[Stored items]
►

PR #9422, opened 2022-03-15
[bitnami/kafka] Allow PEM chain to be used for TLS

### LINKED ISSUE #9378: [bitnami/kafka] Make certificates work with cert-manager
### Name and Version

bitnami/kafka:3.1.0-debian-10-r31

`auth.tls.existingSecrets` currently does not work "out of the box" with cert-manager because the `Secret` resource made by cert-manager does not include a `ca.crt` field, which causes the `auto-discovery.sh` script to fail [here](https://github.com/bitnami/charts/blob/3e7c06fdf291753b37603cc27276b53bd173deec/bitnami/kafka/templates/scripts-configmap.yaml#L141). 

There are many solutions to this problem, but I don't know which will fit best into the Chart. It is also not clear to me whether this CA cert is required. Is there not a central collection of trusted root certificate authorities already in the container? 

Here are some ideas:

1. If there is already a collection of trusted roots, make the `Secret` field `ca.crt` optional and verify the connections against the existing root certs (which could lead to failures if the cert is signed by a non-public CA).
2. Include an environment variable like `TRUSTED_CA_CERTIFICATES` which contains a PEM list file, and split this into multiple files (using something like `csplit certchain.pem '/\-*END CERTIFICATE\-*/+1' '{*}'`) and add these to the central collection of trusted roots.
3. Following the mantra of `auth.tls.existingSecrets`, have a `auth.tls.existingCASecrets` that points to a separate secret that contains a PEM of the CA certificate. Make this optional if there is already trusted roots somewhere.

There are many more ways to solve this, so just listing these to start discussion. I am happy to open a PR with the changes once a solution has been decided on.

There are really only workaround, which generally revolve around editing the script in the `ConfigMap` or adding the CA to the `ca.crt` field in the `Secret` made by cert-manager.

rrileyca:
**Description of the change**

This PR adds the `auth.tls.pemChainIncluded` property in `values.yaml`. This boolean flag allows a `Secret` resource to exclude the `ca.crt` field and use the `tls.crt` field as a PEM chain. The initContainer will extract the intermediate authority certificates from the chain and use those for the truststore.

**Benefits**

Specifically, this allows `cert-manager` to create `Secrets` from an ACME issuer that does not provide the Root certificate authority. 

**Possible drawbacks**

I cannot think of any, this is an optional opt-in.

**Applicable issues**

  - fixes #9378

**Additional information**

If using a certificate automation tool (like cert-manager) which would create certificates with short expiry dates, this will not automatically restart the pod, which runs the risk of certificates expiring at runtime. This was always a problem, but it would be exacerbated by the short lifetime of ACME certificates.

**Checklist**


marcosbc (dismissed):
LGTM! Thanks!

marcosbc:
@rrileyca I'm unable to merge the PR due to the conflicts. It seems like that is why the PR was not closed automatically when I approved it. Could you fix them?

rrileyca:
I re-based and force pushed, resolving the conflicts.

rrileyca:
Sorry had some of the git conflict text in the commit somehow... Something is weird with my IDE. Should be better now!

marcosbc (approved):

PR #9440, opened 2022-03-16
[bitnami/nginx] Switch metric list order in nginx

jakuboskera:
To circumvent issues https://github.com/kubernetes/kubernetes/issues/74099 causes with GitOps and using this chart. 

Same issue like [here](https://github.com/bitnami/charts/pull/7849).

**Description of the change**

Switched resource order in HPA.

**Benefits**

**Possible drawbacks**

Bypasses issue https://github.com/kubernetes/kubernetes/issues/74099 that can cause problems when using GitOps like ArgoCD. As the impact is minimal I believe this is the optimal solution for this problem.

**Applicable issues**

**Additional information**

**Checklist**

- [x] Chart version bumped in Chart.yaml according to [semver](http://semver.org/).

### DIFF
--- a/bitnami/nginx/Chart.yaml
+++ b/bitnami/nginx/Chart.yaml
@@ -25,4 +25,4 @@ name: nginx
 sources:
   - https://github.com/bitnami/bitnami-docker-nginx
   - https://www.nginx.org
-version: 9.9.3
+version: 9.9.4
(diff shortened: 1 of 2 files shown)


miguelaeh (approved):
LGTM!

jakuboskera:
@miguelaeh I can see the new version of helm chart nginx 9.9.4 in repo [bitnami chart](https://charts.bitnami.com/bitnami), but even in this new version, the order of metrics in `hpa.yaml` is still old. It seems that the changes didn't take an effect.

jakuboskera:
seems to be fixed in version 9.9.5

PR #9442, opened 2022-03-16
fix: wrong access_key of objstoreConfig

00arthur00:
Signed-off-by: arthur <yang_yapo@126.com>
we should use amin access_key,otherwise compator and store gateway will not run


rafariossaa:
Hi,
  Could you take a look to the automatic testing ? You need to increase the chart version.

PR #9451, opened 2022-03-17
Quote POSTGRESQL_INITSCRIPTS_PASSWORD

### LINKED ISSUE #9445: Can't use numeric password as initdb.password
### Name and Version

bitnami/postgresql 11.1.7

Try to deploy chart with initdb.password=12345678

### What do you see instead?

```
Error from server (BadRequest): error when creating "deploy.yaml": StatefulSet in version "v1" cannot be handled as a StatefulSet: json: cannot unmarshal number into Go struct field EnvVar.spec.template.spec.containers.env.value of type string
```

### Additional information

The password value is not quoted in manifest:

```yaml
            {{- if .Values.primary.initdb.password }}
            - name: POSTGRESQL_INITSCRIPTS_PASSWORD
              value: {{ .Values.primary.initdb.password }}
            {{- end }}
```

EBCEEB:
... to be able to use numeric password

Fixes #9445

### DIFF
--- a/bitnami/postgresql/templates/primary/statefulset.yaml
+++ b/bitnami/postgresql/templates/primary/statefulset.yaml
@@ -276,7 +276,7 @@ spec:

◄

**Description of the task:**
Produce a verbatim copy of each record above.

**Solution to the problem:**
PR #9422, opened 2022-03-15
[bitnami/kafka] Allow PEM chain to be used for TLS

### LINKED ISSUE #9378: [bitnami/kafka] Make certificates work with cert-manager
### Name and Version

bitnami/kafka:3.1.0-debian-10-r31

`auth.tls.existingSecrets` currently does not work "out of the box" with cert-manager because the `Secret` resource made by cert-manager does not include a `ca.crt` field, which causes the `auto-discovery.sh` script to fail [here](https://github.com/bitnami/charts/blob/3e7c06fdf291753b37603cc27276b53bd173deec/bitnami/kafka/templates/scripts-configmap.yaml#L141). 

There are many solutions to this problem, but I don't know which will fit best into the Chart. It is also not clear to me whether this CA cert is required. Is there not a central collection of trusted root certificate authorities already in the container? 

Here are some ideas:

1. If there is already a collection of trusted roots, make the `Secret` field `ca.crt` optional and verify the connections against the existing root certs (which could lead to failures if the cert is signed by a non-public CA).
2. Include an environment variable like `TRUSTED_CA_CERTIFICATES` which contains a PEM list file, and split this into multiple files (using something like `csplit certchain.pem '/\-*END CERTIFICATE\-*/+1' '{*}'`) and add these to the central collection of trusted roots.
3. Following the mantra of `auth.tls.existingSecrets`, have a `auth.tls.existingCASecrets` that points to a separate secret that contains a PEM of the CA certificate. Make this optional if there is already trusted roots somewhere.

There are many more ways to solve this, so just listing these to start discussion. I am happy to open a PR with the changes once a solution has been decided on.

There are really only workaround, which generally revolve around editing the script in the `ConfigMap` or adding the CA to the `ca.crt` field in the `Secret` made by cert-manager.

rrileyca:
**Description of the change**

This PR adds the `auth.tls.pemChainIncluded` property in `values.yaml`. This boolean flag allows a `Secret` resource to exclude the `ca.crt` field and use the `tls.crt` field as a PEM chain. The initContainer will extract the intermediate authority certificates from the chain and use those for the truststore.

**Benefits**

Specifically, this allows `cert-manager` to create `Secrets` from an ACME issuer that does not provide the Root certificate authority. 

**Possible drawbacks**

I cannot think of any, this is an optional opt-in.

**Applicable issues**

  - fixes #9378

**Additional information**

If using a certificate automation tool (like cert-manager) which would create certificates with short expiry dates, this will not automatically restart the pod, which runs the risk of certificates expiring at runtime. This was always a problem, but it would be exacerbated by the short lifetime of ACME certificates.

**Checklist**


marcosbc (dismissed):
LGTM! Thanks!

marcosbc:
@rrileyca I'm unable to merge the PR due to the conflicts. It seems like that is why the PR was not closed automatically when I approved it. Could you fix them?

rrileyca:
I re-based and force pushed, resolving the conflicts.

rrileyca:
Sorry had some of the git conflict text in the commit somehow... Something is weird with my IDE. Should be better now!

marcosbc (approved):

PR #9440, opened 2022-03-16
[bitnami/nginx] Switch metric list order in nginx

jakuboskera:
To circumvent issues https://github.com/kubernetes/kubernetes/issues/74099 causes with GitOps and using this chart. 

Same issue like [here](https://github.com/bitnami/charts/pull/7849).

**Description of the change**

Switched resource order in HPA.

**Benefits**

**Possible drawbacks**

Bypasses issue https://github.com/kubernetes/kubernetes/issues/74099 that can cause problems when using GitOps like ArgoCD. As the impact is minimal I believe this is the optimal solution for this problem.

**Applicable issues**

**Additional information**

**Checklist**

- [x] Chart version bumped in Chart.yaml according to [semver](http://semver.org/).

### DIFF
--- a/bitnami/nginx/Chart.yaml
+++ b/bitnami/nginx/Chart.yaml
@@ -25,4 +25,4 @@ name: nginx
 sources:
   - https://github.com/bitnami/bitnami-docker-nginx
   - https://www.nginx.org
-version: 9.9.3
+version: 9.9.4
(diff shortened: 1 of 2 files shown)


miguelaeh (approved):
LGTM!

jakuboskera:
@miguelaeh I can see the new version of helm chart nginx 9.9.4 in repo [bitnami chart](https://charts.bitnami.com/bitnami), but even in this new version, the order of metrics in `hpa.yaml` is still old. It seems that the changes didn't take an effect.

jakuboskera:
seems to be fixed in version 9.9.5

PR #9442, opened 2022-03-16
fix: wrong access_key of objstoreConfig

00arthur00:
Signed-off-by: arthur <yang_yapo@126.com>
we should use amin access_key,otherwise compator and store gateway will not run


rafariossaa:
Hi,
  Could you take a look to the automatic testing ? You need to increase the chart version.

PR #9451, opened 2022-03-17
Quote POSTGRESQL_INITSCRIPTS_PASSWORD

### LINKED ISSUE #9445: Can't use numeric password as initdb.password
### Name and Version

bitnami/postgresql 11.1.7

Try to deploy chart with initdb.password=12345678

### What do you see instead?

```
Error from server (BadRequest): error when creating "deploy.yaml": StatefulSet in version "v1" cannot be handled as a StatefulSet: json: cannot unmarshal number into Go struct field EnvVar.spec.template.spec.containers.env.value of type string
```

### Additional information

The password value is not quoted in manifest:

```yaml
            {{- if .Values.primary.initdb.password }}
            - name: POSTGRESQL_INITSCRIPTS_PASSWORD
              value: {{ .Values.primary.initdb.password }}
            {{- end }}
```

EBCEEB:
... to be able to use numeric password

Fixes #9445

### DIFF
--- a/bitnami/postgresql/templates/primary/statefulset.yaml
+++ b/bitnami/postgresql/templates/primary/statefulset.yaml
@@ -276,7 +276,7 @@ spec:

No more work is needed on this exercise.